| Given entries |

-=-=-=-=-

Issue #6014, opened 2025-01-28
Decouple ROFL event notifier and sub-handler


peternose:
The ROFL event notifier should be decoupled from the ROFL sub-handler to ensure that these structures are independent of each other. Additionally, the ROFL event notifier should terminate when the ROFL component is stopped (e.g., during an upgrade) to prevent resource leaks.

Ideally, every RONL component should have a handler and a notifier, and every ROFL component should have a sub-handler and a sub-notifier.

kostko:
This is also causing problems with notifications not being delivered to components in case there are multiple components and some are not working. The reason is sequential call propagation with a shared context. When we have sub-notifiers, this somewhat hacky call propagation can be removed.

PR #6073, opened 2025-02-20
go/runtime/registry: Remove runtime host handler factory

peternose:
Refactored committee node:
- Removed `RuntimeHostHandlerFactory` as it is more cleaner to pass parameters to the constructor instead of passing a factory.
- Removed handler and notifier from the committee node, so that we can easier stop/start the notifier.
- Removed host provisioner (which is now generalized to provision any runtime) from the runtime registry, as it doesn't belong there.
  - It is now globally avaliable to common worker which provisions runtimes and to the key manager worker which provisions key manager runtime (maybe we need to move up also handler and notifier).

Related to:
- #6014

### DIFF
--- a/go/runtime/host/provisioner/provisioner.go
+++ b/go/runtime/host/provisioner/provisioner.go
@@ -1,0 +1,203 @@
+package provisioner
+
+import (
+	"context"
+	"fmt"
+	"path/filepath"
+
+	"github.com/oasisprotocol/oasis-core/go/common/identity"
+	"github.com/oasisprotocol/oasis-core/go/common/persistent"
+	"github.com/oasisprotocol/oasis-core/go/common/sgx/pcs"
+	"github.com/oasisprotocol/oasis-core/go/config"
+	consensus "github.com/oasisprotocol/oasis-core/go/consensus/api"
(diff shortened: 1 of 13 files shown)


go/runtime/host/provisioner/provisioner.go
```diff
@@ -0,0 +1,198 @@
...
+	hostLoadBalance "github.com/oasisprotocol/oasis-core/go/runtime/host/loadbalance"
+	hostMock "github.com/oasisprotocol/oasis-core/go/runtime/host/mock"
+	hostProtocol "github.com/oasisprotocol/oasis-core/go/runtime/host/protocol"
+	hostSandbox "github.com/oasisprotocol/oasis-core/go/runtime/host/sandbox"
+	hostSgx "github.com/oasisprotocol/oasis-core/go/runtime/host/sgx"
+	hostTdx "github.com/oasisprotocol/oasis-core/go/runtime/host/tdx"
+	"github.com/oasisprotocol/oasis-core/go/runtime/registry"
+)
+
+func New(
```
kostko, line 29: Add documentation comment.

kostko (approved):

PR #6078, opened 2025-02-22
go/keymanager/api: Fix key manager client

peternose:
Moving key manager backend from `ServicesBackend` to `ClientBackend`.

I also refactored clients, trying to follow these guidelines: 
- First define struct, then implement constructor, and finally implement all methods.
- Accept interfaces, return structs.

### DIFF
--- a/go/keymanager/secrets/grpc.go
+++ b/go/keymanager/secrets/grpc.go
@@ -282,12 +282,12 @@ func RegisterService(server *grpc.Server, service Backend) {
 	server.RegisterService(&serviceDesc, service)
 }
 
-// Client is a gRPC keymanager secrets client.
+// Client is a gRPC key manager secrets client.
 type Client struct {
 	conn *grpc.ClientConn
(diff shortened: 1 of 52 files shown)


go/keymanager/secrets/grpc.go
```diff
@@ -12,8 +12,10 @@ import (
 
 var (
 	// serviceName is the gRPC service name.
-	serviceName = cmnGrpc.NewServiceName("KeyManager")
+	serviceName = cmnGrpc.NewServiceName("KeyManager.Secrets")
```
peternose, line 15: Is this too breaking (not sure who even calls this endpoint, since all nodes run consensus)?

kostko: Should be fine.

kostko: Should be fine. Maybe expose both for a few versions and use the new one in clients?

PR #6083, opened 2025-02-25
go/consensus/cometbft/roothash: Publish the last block on subscribe 

peternose:
Replaying the latest block with a hook was not ideal because if the broker still had blocks in the queue while adding a new subscription, it could result in an unexpected block order and potentially cause the last block to be replayed twice. 

Solution with monotonically increasing order solved this problem, but there is a simpler one where we use broker's option to publish the last block on subscription.


kostko (approved):
:rofl:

-=-=-=-=-

| Aim of the task |
The word is "factory". Copy every line above where it appears.

| Completed task |
go/runtime/registry: Remove runtime host handler factory
- Removed `RuntimeHostHandlerFactory` as it is more cleaner to pass parameters to the constructor instead of passing a factory.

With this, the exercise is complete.